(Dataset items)
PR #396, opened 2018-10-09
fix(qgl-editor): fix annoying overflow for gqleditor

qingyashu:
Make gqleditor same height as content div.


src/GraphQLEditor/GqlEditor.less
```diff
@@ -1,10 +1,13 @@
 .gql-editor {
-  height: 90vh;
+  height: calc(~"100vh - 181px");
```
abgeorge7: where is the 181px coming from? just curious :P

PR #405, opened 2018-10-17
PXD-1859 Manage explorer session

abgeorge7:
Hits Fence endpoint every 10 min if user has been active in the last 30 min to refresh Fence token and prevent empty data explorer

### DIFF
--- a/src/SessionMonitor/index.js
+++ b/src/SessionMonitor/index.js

● **Exercise description**: Without dropping a single line, output the records above exactly.

● **Output for this task**:
PR #396, opened 2018-10-09
fix(qgl-editor): fix annoying overflow for gqleditor

qingyashu:
Make gqleditor same height as content div.


src/GraphQLEditor/GqlEditor.less
```diff
@@ -1,10 +1,13 @@
 .gql-editor {
-  height: 90vh;
+  height: calc(~"100vh - 181px");
```
abgeorge7: where is the 181px coming from? just curious :P

PR #405, opened 2018-10-17
PXD-1859 Manage explorer session

abgeorge7:
Hits Fence endpoint every 10 min if user has been active in the last 30 min to refresh Fence token and prevent empty data explorer

### DIFF
--- a/src/SessionMonitor/index.js
+++ b/src/SessionMonitor/index.js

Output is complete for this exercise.